One of the strengths of this study is that the reference test was missing in only two of the 826 patients. Additionally, the chance of missing a PA case based on a false negative ARR is low: sensitivity of the ARR (cut-off value 5 pmol/fmol/s) reached 100% (95%CI 75.9–100%) in our laboratory [17] and hypokalemia was corrected before it was determined. Since all patients were diagnosed by the same combined approach, our results do not suffer from differential verification bias. Yet, the aldosterone cut-off value of ≥280 pmol/L after saline infusion (as proposed by the Endocrine Society Clinical Practice Guideline [8]) on which PA diagnosis was based, is rather arbitrary and results in a small number of false negative test results [26, 27]. Some patients with an intermediate post-SLT aldosterone (140–280 pmol/L) do have the clinical syndrome of PA based on adrenal computed tomography, adrenal venous sampling and/or expert panel assessment [26]. However, sensitivity analysis showed that our decision tool also reliably selects patients at low risk for PA when a lower post-SLT cut-off value is used. In addition, patients with an intermediate test result are more likely to have idiopathic aldosteronism [27], limiting the chance of withholding a surgical cure for these patients, but possibly precluding them from receiving adequate medical treatment with a mineralocorticoid receptor antagonist. Other patients may have pre-stages of PA, illustrating the importance of repeated screening by the decision tool after several months or years. Another strength of this study is that clinical variables were routinely collected, resembling daily clinical practice, which is critical in a diagnostic study.

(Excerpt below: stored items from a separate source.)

PR #1031, opened 2020-05-01
Added volume attribute to ADAU1761

Xerusial:
Added volume attribute to ADAU1761 python interface.
It affects play and bypass and can be set by set_volume.

### DIFF
--- a/pynq/lib/audio.py
+++ b/pynq/lib/audio.py
@@ -360,7 +360,6 @@ class AudioADAU1761(DefaultIP):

One of the limitations of this study, as in any study using multiple imputation methods to impute missing baseline values, is that the robustness of the method highly depends on the validity of the missing at random assumption. Although our diagnostic protocol was changed in June 2015 and many patients had missing values before that time, one third of the patients evaluated before June 2015 did have a complete set of baseline values. Therefore, these missings can be considered missing at random. Furthermore, although pre-specified clinical variables were used to minimize the risk of overfitting, the methodology by which these variables were selected was not systematic and is therefore vulnerable to bias. The lack of statistical significance for some of the pre-specified variables in the model can be the result of this unsystematic selection but can also be due to a lack of power. Finally, the model was not externally validated in another cohort of patients with difficult-to-control hypertension, which is required to guarantee generalizability and should be done before the decision tool is applied in clinical practice.

Conclusions

In conclusion, with a decision tool based on seven easy-to-measure clinical variables, patients with a low probability of PA can be reliably selected and a considerable proportion of patients with difficult-to-control hypertension can be spared further intensive diagnostic testing.

Future perspectives

By excluding patients at low risk for PA, the decision tool reduces the number of patients to be invasively tested and increases the efficiency of testing in the remaining patients, which will allow health-care providers to allocate their (financial) resources to patients with difficult-to-control hypertension at higher risk for PA. This work raises the opportunity for external validation in other patient populations (i.e. primary care) and may lead to extensive clinical application, better detection and, subsequently, earlier treatment of PA. Also, given the high prevalence of PA in drug-adherent patients as compared to non-adherent patients [28], adding a measure of adherence to the existing model may further improve the diagnostic accuracy of the decision tool. That may decrease the number of patients that need invasive testing even more.